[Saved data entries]
************
PR #2230, opened 2020-11-04
Add packages for bootstrapping Clang subsystem

mati865:
Surely some of the patches are unnecessary for MSYS2 package but I included them from MINGW package so the are more "in-line".

Clang's msys target doesn't support using GCC's libstdc++ but it's not necessary for bootstrapping.
Headers and CRT use `_variant=gcc` so they have to built locally and uploaded (their pkgname differs if `_variant=clang` is chosen).

### DIFF
--- a/mingw-w64-cross-compiler-rt/PKGBUILD
+++ b/mingw-w64-cross-compiler-rt/PKGBUILD
@@ -1,0 +1,68 @@
+# Maintainer: Mateusz Mikuła <mati865@gmail.com>
+
+_realname=compiler-rt
+_mingw_suff=mingw-w64-cross
+pkgname=("${_mingw_suff}-${_realname}")
+pkgver=11.0.0
+pkgrel=1
+pkgdesc="Cross Clang for the MinGW-w64"
+arch=('i686' 'x86_64')
+url="https://llvm.org"
+license=('custom:Apache 2.0 with LLVM Exception')
+depends=('clang')
+makedepends=("cmake" "ninja" "${_mingw_suff}-clang-headers")
+options=('!strip' 'staticlibs' '!emptydirs' '!buildflags')
+_url=https://github.com/llvm/llvm-project/releases/download/llvmorg-${pkgver}
+source=(${_url}/compiler-rt-${pkgver}.src.tar.xz{,.sig})
+sha256sums=('374aff82ff573a449f9aabbd330a5d0a441181c535a3599996127378112db234'
+            'SKIP')
+validpgpkeys=('B6C8F98282B944E3B0D5C2530FC3042E345AD05D'  # Hans Wennborg, Google.
+              '474E22316ABF4785A88C6E8EA2C794A986419D8A') # Tom Stellard
+
+_target="x86_64-w64-mingw32"
+
+prepare() {
+  cd ${srcdir}
+}
+
+build() {
+  cd "${srcdir}"
+
+  [[ -d build-${CARCH} ]] && rm -rf build-${CARCH}
+  mkdir build-${CARCH} && cd build-${CARCH}
+
+  export CC="clang" CXX="clang++" AS="clang" AR="llvm-ar" RANLIB="llvm-ranlib" DLLTOOL="llvm-dlltool" LD="clang"
+
+  CFLAGS+=" -target ${_target} --sysroot=/opt/${_target}"
+  CPPFLAGS+=" -target ${_target} --sysroot=/opt/${_target}"
+  CXXFLAGS+=" -target ${_target} --sysroot=/opt/${_target}"
+  LDFLAGS+=" -target ${_target} --sysroot=/opt/${_target} -fuse-ld=lld"
+
+  cmake \
+    -G'Ninja' \
+    -DCMAKE_BUILD_TYPE=Release \
+    -DCMAKE_C_COMPILER_TARGET=${CARCH}-windows-gnu \
+    -DCMAKE_C_COMPILER_WORKS=ON \
+    -DCMAKE_CXX_COMPILER_WORKS=ON \
+    -DCMAKE_INSTALL_PREFIX=/usr \
+    -DCMAKE_SIZEOF_VOID_P=8 \
+    -DCMAKE_SYSTEM_IGNORE_PATH=/usr/lib \
+    -DCMAKE_SYSTEM_NAME=Windows \
+    -DCOMPILER_RT_BUILD_LIBFUZZER=OFF \
+    -DCOMPILER_RT_BUILD_PROFILE=OFF \
+    -DCOMPILER_RT_BUILD_SANITIZERS=OFF \
+    -DCOMPILER_RT_BUILD_XRAY=OFF \
+    -DCOMPILER_RT_DEFAULT_TARGET_ONLY=ON \
+    -DCOMPILER_RT_USE_BUILTINS_LIBRARY=ON \
+    ../${_realname}-${pkgver}.src
+
+  ninja
+}
+
+package() {
+  cd $srcdir/build-${CARCH}
+
+  # ninja install needs working compiler detection to find correct directory
+  mkdir -p "${pkgdir}/usr/lib/clang/${pkgver}/lib/windows"
+  cp "lib/windows/libclang_rt.builtins-${CARCH}.a" "${pkgdir}/usr/lib/clang/${pkgver}/lib/windows"
+}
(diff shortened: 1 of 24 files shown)


lazka:
(rebased on top of master so we get more disk space in CI)

mati865:
`mingw-w64-cross-headers-git` and `mingw-w64-cross-crt-git` have to built manually (with `_variant=clang`).

mingw-w64-cross-compiler-rt/PKGBUILD
```diff
@@ -0,0 +1,68 @@
...
+_mingw_suff=mingw-w64-cross
+pkgname=("${_mingw_suff}-${_realname}")
+pkgver=11.0.0
+pkgrel=1
+pkgdesc="Cross Clang for the MinGW-w64"
+arch=('i686' 'x86_64')
+url="https://llvm.org"
+license=('custom:Apache 2.0 with LLVM Exception')
+depends=('clang')
+makedepends=('ninja')
```
jeremyd2019, line 13:
```suggestion
makedepends=('cmake' 'ninja')
```

mati865: I have it committed locally, just waiting on `-DLLVM_LINK_LLVM_DYLIB=ON` build to finish to see if LLD needs the recent patch. That will reduce the size.

jeremyd2019: I would be interested to know that too.  I was thinking it would be possible for something 'invasive' like cygwin/msys to implement something different for global destructors in DLLs, but I don't know if they needed to in order to get sufficiently posix-like behavior for their purposes.

mati865:
Had to fix patches a bit for dynamic linking to even succeed.

Static vs dynamic size:
```
Total Installed Size:    667.66 MiB
Net Upgrade Size:      -2369.18 MiB
```

The saving is neat but unfortunately Clang crashes when building libc++. There must be something else missing in the patches but it's a needle in a haystack.

Clang has extracted 13 MiB C++ source file that reproduces the crash so I can reliably reproduce the crash. However I have notices something weird, it doesn't crash when calling `/usr/bin/clang++` through `/usr/bin/gdb`.
The best I could get is WinDbg dump: 
[clang.zip](https://github.com/msys2/MSYS2-packages/files/5498087/clang.zip)

It might be not worth the trouble though so I kept static version for now.

mati865:
According to the stacktrace it seems to crash somewhere here: https://github.com/llvm/llvm-project/blob/176249bd6732a8044d457092ed932768724a6f06/llvm/lib/CodeGen/AsmPrinter/DIE.cpp#L214-L219 called from https://github.com/llvm/llvm-project/blob/176249bd6732a8044d457092ed932768724a6f06/llvm/lib/CodeGen/AsmPrinter/DwarfDebug.cpp#L1238

Getting debug build will be hard because of the MSYS overhead (this "minimal" release build already takes much longer than all LLVM related tools when building with MinGW).

jeremyd2019:
> According to the stacktrace it seems to crash somewhere here: https://github.com/llvm/llvm-project/blob/176249bd6732a8044d457092ed932768724a6f06/llvm/lib/CodeGen/AsmPrinter/DIE.cpp#L214-L219

Actually disassembly looks suspiciously like https://github.com/llvm/llvm-project/blob/176249bd6732a8044d457092ed932768724a6f06/llvm/lib/CodeGen/AsmPrinter/DIE.cpp#L203-L212, except for some reason the initial NULL check of the `while (p)` loop was elided, so there was a NULL-pointer dereference.  Maybe there's something in the language spec that allows the compiler to assume `this` cannot be NULL.  I see the caller doesn't check for a NULL `Die` pointer other than by an `assert`

mati865:
> Actually disassembly looks suspiciously like llvm/llvm-project@176249b/llvm/lib/CodeGen/AsmPrinter/DIE.cpp#L203-L212

Yeah, you are right. I looked at this code locally but posted wrong snippet.
AFAIK `this` cannot be null unless there is UB somewhere.

jeremyd2019:
> AFAIK `this` cannot be null unless there is UB somewhere.

Yup, I guess the proper question would be how an `Entity` with a NULL `DIE *` got in there in the first place - it seems this code assumes that can't happen...  But like you said, probably not worth spending time investigating, as this package is intended only to bootstrap a clang subsystem not many will be bothered by the size

mati865:
WOW, this explains a lot:
```
mateusz@DESKTOP-mati MSYS /d/tmp
$ clang -target x86_64-w64-mingw32 -v hello.c
clang version 11.0.0 (https://github.com/mati865/msys2-packages 65a38d271ebae7d8122723b9ce8945c678aa1a1d)
Target: x86_64-w64-windows-gnu
Thread model: posix
InstalledDir: /usr/bin
 "/usr/bin/clang" -cc1 -triple x86_64-w64-windows-gnu -emit-obj -mrelax-all -disable-free -disable-llvm-verifier -discard-value-names -main-file-name hello.c -mrelocation-model pic -pic-level 2 -mframe-pointer=none -fmath-errno -fno-rounding-math -mconstructor-aliases -mms-bitfields -munwind-tables -target-cpu x86-64 -debugger-tuning=gdb -v -resource-dir /usr/lib/clang/11.0.0 -internal-isystem /usr/lib/clang/11.0.0/include -internal-isystem /mingw64/x86_64-w64-mingw32/sys-root/mingw/include -internal-isystem /mingw64/x86_64-w64-mingw32/include -internal-isystem /mingw64/include -fdebug-compilation-dir /d/tmp -ferror-limit 19 -fno-use-cxa-atexit -fgnuc-version=4.2.1 -fseh-exceptions -fcolor-diagnostics -faddrsig -o /tmp/hello-cd9a81.o -x c hello.c
clang -cc1 version 11.0.0 based upon LLVM 11.0.0 default target x86_64-pc-msys
ignoring nonexistent directory "/mingw64/x86_64-w64-mingw32/sys-root/mingw/include"
#include "..." search starts here:
#include <...> search starts here:
 /usr/lib/clang/11.0.0/include
 /mingw64/x86_64-w64-mingw32/include
 /mingw64/include
End of search list.
 "/usr/bin/ld" -m i386pep -Bdynamic -o a.exe /mingw64/x86_64-w64-mingw32/lib/crt2.o /mingw64/lib/gcc/x86_64-w64-mingw32/10.2.0/crtbegin.o -L/mingw64/lib/gcc/x86_64-w64-mingw32/10.2.0 -L/mingw64/x86_64-w64-mingw32/lib -L/mingw64/lib -L/mingw64/x86_64-w64-mingw32/sys-root/mingw/lib /tmp/hello-cd9a81.o -lmingw32 -lgcc -lgcc_eh -lmoldname -lmingwex -lmsvcrt -ladvapi32 -lshell32 -luser32 -lkernel32 -lmingw32 -lgcc -lgcc_eh -lmoldname -lmingwex -lmsvcrt -lkernel32 /mingw64/lib/gcc/x86_64-w64-mingw32/10.2.0/crtend.o
```

mati865:
Finally fixed the build.

@lazka how do we want to build it?
https://github.com/msys2/MSYS2-packages/pull/2230/commits/a05b7627b3350ee028cf9ba2f408bca9b1a41a56 switches the variant so if we want to build it entirely on CI we will have to revert it afterward. Alternatively we can duplicate Clang version of `mingw-w64-cross-headers-git` and `mingw-w64-cross-crt-git` to separate directories to avoid shuffling `_variant`.

mingw-w64-cross-compiler-rt/PKGBUILD
mati865: FWIW I've used build with `-DLLVM_LINK_LLVM_DYLIB=ON` for some tests and LLD haven't deadlocked even once.

lazka:
Not sure if we can do bootstrapping in CI anyway.. so having that _variant thing seems fine (although defaulting to gcc).

lazka:
hm, on a second thought duplicating with different package names sounds like a good idea too.. if that works for you.

mati865:
I've split out changes for non Clang mingw-w64 packages, hopefully CI will succeed now.

jeremyd2019:
It appears that mingw-w64-cross-clang package failed to build in msys2-autobuild: https://github.com/msys2/msys2-autobuild/runs/1540405115?check_suite_focus=true#step:14:9264

```
  CMake Error at /c/_/S/mingw-w64-cross-clang/src/libunwind/src/CMakeLists.txt:92 (message):
    Compiler doesn't support generation of unwind tables if exception support
    is disabled.  Building libunwind DSO with runtime dependency on C++ ABI
    library is not supported.
```

I am more than a little suspicious that there was a missing (make)depends that resulted in the compiler just being broken, because it seemed like pretty much every test CMake did failed.

mati865:
>   -- Detecting C compiler ABI info - failed

Yeah the compiler is broken but it worked in this PR.

Can I somehow download packages that were build by autobuild but are not yet in the repo?

jeremyd2019:
You can grab them manually from https://github.com/msys2/msys2-autobuild/releases/tag/staging-msys (and probably rename them), or use `autobuild.py fetch-assets` from that repo to grab all staged assets properly named.

jeremyd2019:
It looks like the packages that built are now in the repo

jeremyd2019:
Makedepends tweak in #2272

mati865:
Thank you for looking into this, I was busy last week.

Issue #1697, opened 2019-07-16
openssh: sftp prompt broken


cw789:
I open this issue to have it documented here.
Initial reported at: https://github.com/git-for-windows/git/issues/2257

Command:
```
sftp hostname
```
Expected:
```
sftp>_
```
Got:
```
s     _
```

MNeuling:
The behaviour of the prompt is very disturbing. If you use auto completion or backspace the whole typed command is invisible. The bug makes the sftp command nearly unusable.

Is there a plan to fix it?

edwardbeckett:
I'm having the same issue. After logging in via sftp the prompt is broken and path navigation is very difficult. 

![sftp](https://user-images.githubusercontent.com/949373/67001278-f6586d00-f09e-11e9-80c7-313eaffba35c.png)

JulienCochuyt:
Same issue here using sftp invoked from MinTTY as shipped with Git for Windows
Any hint on how we could help diagnose/fix this?
Older versions did not exhibit this faulty behavior, but I cannot recall what was the last working one.

lhmouse:
ping?

Tantalus13A98B5F:
It's an issue caused by `libedit`, who mixed the use of `wint_t` and `wchar_t`. On real Linux (here Ubuntu 20.04 amd64) these two types are identical, but on MSYS2 `wchar_t` is only half of `wint_t`. Thus when you are passing `wint_t[]` to an argument of type `wchar_t*`, the program will take as if the wide-string has only one character, making it an MSYS2-specific bug.

A true fix of this problem should wait until `libedit` have their code refactored and come to a portable type definition. For a quickfix (caveat: don't know if this would be causing new problems), try the following patch with `libedit/src/el.h`, then recompile `libedit` and `openssh`:

```diff
120,121c120,121
<       wint_t          **el_display;   /* Real screen image = what is there */
<       wint_t          **el_vdisplay;  /* Virtual screen image = what we see */
---
>       wchar_t         **el_display;   /* Real screen image = what is there */
>       wchar_t         **el_vdisplay;  /* Virtual screen image = what we see */
```

cw789:
Close now as https://github.com/msys2/MSYS2-packages/pull/2241 is merged.
Thanks a lot @Tantalus13A98B5F .

PR #2241, opened 2020-11-24
fixing broken prompt of openssh

Tantalus13A98B5F:
Please refer to #1697.

Tried `-fno-short-wchar` but it didn't take effect with gcc 9.3.0 shipped with MSYS2, i.e. `sizeof(wchar_t)` is still 2 after that. Still, enabling the compiler to use 4-byte `wchar_t` would be a far better choice than this patch, but so far I haven't found a way.

Generally narrowing the buffer type to `wchar`s should be of no harm, for `wint`s are largely used to contain `wEOF`s, which is not a requirement for `el_v?display`. In practice this patch doesn't incur warnings of type narrowing, and the overall function works out fine, even under my CJK environment.


lazka:
increase pkgrel

lazka:
Looks good I guess. wchar_t is 2 bytes in cygwin and I don't think it can diverge from the Windows API sizes really.

"upstream" is at least aware that they don't support this configuration as can be seen by this patch: https://github.com/msys2/MSYS2-packages/blob/0705b15ae118c8b02a8309dcd62ee76f6e35a7fc/libedit/libedit-20130712-1.src.patch#L7

lazka:
hm, looking at the build logs, terminal_alloc_display/terminal_free_display might need adjustments too, though they likely will now just allocate too much.. so not a big issue.

PR #2243, opened 2020-11-29
Remove Gaphor DigitalOcean mirror

danyeaw:
Now that we have expanded the number of mirrors, I am shutting down my mirror on DigitalOcean because I don't think it is needed any longer.


lazka:
Thanks for your work!

PR #2245, opened 2020-12-01
sqlite: Update to 3.34.0

jannick0:
* PKGBUILD:
  - update version variables
  - replace 0010-lemon-share.patch by 0010-sqlite-3.34.0-lemon.patch
* 0010-sqlite-3.34.0-lemon.patch:
  - renamed from 0010-lemon-share.patch
  - adjust second patch hunk to sqlite 3.34.0


lazka:
thanks!

PR #2247, opened 2020-12-02
Changed Sourceforge mirror to be faster

LumitoLuma:
Changed sourceforge mirror URL so it has less redirections:
-   Old Sourceforge mirror: sourceforge.net
-   New Sourceforge mirror: downloads.sourceforge.net

Tested and it works fine for me.


Biswa96:
* Increase `pkgrel` by 1.
* Increase `pkgver` with the today's date in same format.

Biswa96:
Increase `pkgver` with the today's date in same format.

lazka:
That's a large improvement, thanks!

PR #2251, opened 2020-12-09
autoconf: Update to 2.70

jannick0:
Autoconf 2.70 is a years long awaited package release. 

I would like to encourage you to test it before merging into the repository, especially for the enhanced feature for AUTOTEST testsuites to ignore EOL differences by default.  The compiled package is available in this PR's artifact.

Thanks.

---------

Highlights:

1. Any testsuite generated by AUTOTEST 2.70 ignores by default differences
   between line endings (LF, CRLF) of files or program outputs.  This is
   effectively achieved by adding AT TEST TIME the DIFF flag
   '--strip-trailing-cr' if available.

   More details below, especially as to how to prevent using this feature.

   The approach is similar to the previous MSYS2-package AUTOCONF 2.69,
   which tacitly unified the EOLs.  The new approach applies more broadly
   and with higher speed.

2. config.guess patched for MSYS2 recognition in a separate patch file
   for better maintenance.

Changes:
* PKGBUILD:
  - admin stuff (update version number, change patch file names, hashes
    etc.)
  - apply VPATH build (i.e. build in a directory other than src directory)
  - add TESTSUITEFLAGS for better performance of 'make check'  (However,
    running the test suite still last very very long!)
  - remove .sig input file

* 0001-autoconf-2.70-MSYS2-specifics-AC_CYGWIN.patch:
  - left-over amendments of 0002-msys2.patch (for AC-macro AC_CYGWIN
    marked as obsolete anyways).

* 0002-autoconf-2.70-MSYS2-Autotest-Unify-EOLs-By-Default.patch:
  This patch tackles the end-of-line (EOL) issue on Windows when running
  an AUTOTEST testsuite which might compare files and/or program outputs.

  This patch sets the default behaviour of any AUTOTEST testsuite generated
  with AUTOCONF 2.70: When running an AUTOTEST test suite and comparing
  files or program outputs, EOL differences (like LF vs CRLF) are ignored
  **BY DEFAULT**, iff the program DIFF allows the flag
  '--strip-trailing-cr'.

  In order to switch off this feature and run the testsuite mocking at
  differences between different EOL patterns, run the testsuite with the
  environment variable 'MSYS2_AUTOTEST_NO_UNIFY_EOL' set to '1', e.g.:

         tests/testsuite -C tests MSYS2_AUTOTEST_NO_UNIFY_EOL=1

  MSYS2_AUTOTEST_NO_UNIFY_EOL impacts the behaviour of a testsuite on a
  global basis, but the EOL handling can be set differently for each
  testsuite.

* 0003-autoconf-2.70-MSYS2-specifics-config.guess.patch:
  - create a separate patch for config.guess (from 0002-msys2.patch) for
    better maintenance (i.e. to be able to update config.guess, config.sub
    separately)

Removed patches:
* 0001-fix-texinfo.patch: issue fixed.
* 0002-msys2.patch: non-obsolete parts split to
  - 0001-autoconf-2.70-MSYS2-specifics-AC_CYGWIN.patch
  - 0003-autoconf-2.70-MSYS2-specifics-config.guess.patch
* 0003-autotest-remove-cr-from-prog-stdout-stderr.patch:
  - replaced by approach in 0001-autoconf-2.70-MSYS2-Autotest-Unify-EOLs.patch


lazka:
Thanks!

lazka:
I wonder what would a good package to test this with.

Biswa96:
The "Required By" section in [autoconf][1].

[1]: https://packages.msys2.org/package/autoconf?repo=msys&variant=x86_64

jannick0:
The "Required By" section is a subset of the packages really using `autoconf` (those requiring `base-devel` are not listed here, are they?). `pactree` doesn't provide more information, either.  I am wondering if `pacman` processes indirect dependencies to package groups well ...   

The `GNU` team shippes  `autoconf`, why not looking at other `GNU` packages which use the `autoconf` machinery (mandatorily I think), maybe the real basic ones like `coreutils`, `bison` and all their good close friends (technically `flex` is not `GNU`, but used to be, thus it is kinda, so include it to the list)?  
Get bonus points: Watch out that `check` runs with results as with `autoconf 2.69`. :o)

I primarily thought about manual tests when a new package release comes along.  A systematic CI test would be another and more difficult story, of course.

lazka:
coreutils fails with:

```
checking whether gcc accepts -g... yes
checking for gcc option to enable C11 features... none needed
../coreutils-8.32/configure: line 6430: syntax error near unexpected token `ac_cv_prog_cc_stdc=$ac_cv_prog_cc_c89'
../coreutils-8.32/configure: line 6430: `                      ac_cv_prog_cc_stdc=$ac_cv_prog_cc_c89'
==> ERROR: A failure occurred in build().
```

bison fails with:

```
checking for gcc option to enable C11 features... none needed
./configure: line 6259: syntax error near unexpected token `ac_cv_prog_cc_stdc=$ac_cv_prog_cc_c89'
./configure: line 6259: `                      ac_cv_prog_cc_stdc=$ac_cv_prog_cc_c89'
```

jannick0:
Many thanks for doing this!

This is not an issue for `autoconf 2.70`, but an upstream-upstream issue from GnuLib. This GnuLib [patch](http://git.savannah.gnu.org/gitweb/?p=gnulib.git;a=commitdiff;h=a3b3fc85e3e632374811b27cb2111e50fa177e36) should be expected to be streamed up into both `coreutils` and `bison` and potentially other GNU packages.
 
I have not checked if the above really works, but so far no need to update `autoconf 2.70`. I strongly suggest to wait for `autoconf 2.70.1` expected for early next year to merge.  I am marking this PR as WIP.

Xref: [Bug report](https://lists.gnu.org/archive/html/bug-autoconf/2020-12/msg00036.html) at bug-autoconf.

jannick0:
Mimique **by brute force** the patch mentioned above by removing the file `std-gnu11.m4` from the source code running
 ```
cd <src dir>
find . -type f -name 'std-gnu11.m4' -delete
autoreconf -vfi
bash -n configure  # check if configure script is syntactically correct
```
Checked for `bison 3.7.2`: This produces a syntactically correct `configure`.

lazka:
I see, thanks. Let's wait for the dust to settle a bit then (until there are new bison releases etc.)

lazka:
If you create a new package like 2.13 then we can include it earlier. Not sure if that makes sense etc..

lazka:
Arch has updated to 2.70 now

jannick0:
Thanks.  However, I would suggest to still wait for the next release which is supposed to come out soon early next year, since 2.70 has some flaws and is not fully compatible with gnulib - good luck with GNU packages which are not adapted yet.  ;)

Separately, is there any good way to have two release versions of the same package in the msys2 repo (here `autoconf 2.69` and `autoconf 2.7x`? [Defining a new `PKGBUILD` for `autoconf 2.69` with, say, `provides=(autoconf=2.69)` works well for `pacman` when running `makepkg` against a package with `makedepends=(autoconf=2.69)` ... except for a hick-up in the end phase when upgrading to `autoconf 2.7x` again, while the downgrade from `autoconf 2.7x` in the initial dependency check phase works. Any ideas?] 

BTW: The same might apply to `bison` which introduced features explicitly not backward compatible, i.e. `.y` files might not be understood by the latest `bison` version.  This might raise the need to have a tagged version and the current version of bison in the msys2 repo.  The `bison` team is in favor of the position that tarballs should be independent of running `bison` since its products are shipped with the tarball.   My personal view is that this makes the development of packages difficult if msys2 would not be able to ship tagged versions of specific packages (like `autoconf`, `bison` and hopefully not many more).

lazka:
ok, let's wait for the next release, test bison/coreutils and if that works just update.

re bison, I haven't had any problems with bison breaking (there were some 2.x -> 3.x things). We are a rolling distro, if dependencies build fine everything can be updated.

lazka:
Closing in favor of #2325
************
Your task: Exactly the lines from the start of the entries through the one bearing "Surely some of" are to be output, with both ends included.

Solution for this problem:
PR #2230, opened 2020-11-04
Add packages for bootstrapping Clang subsystem

mati865:
Surely some of the patches are unnecessary for MSYS2 package but I included them from MINGW package so the are more "in-line".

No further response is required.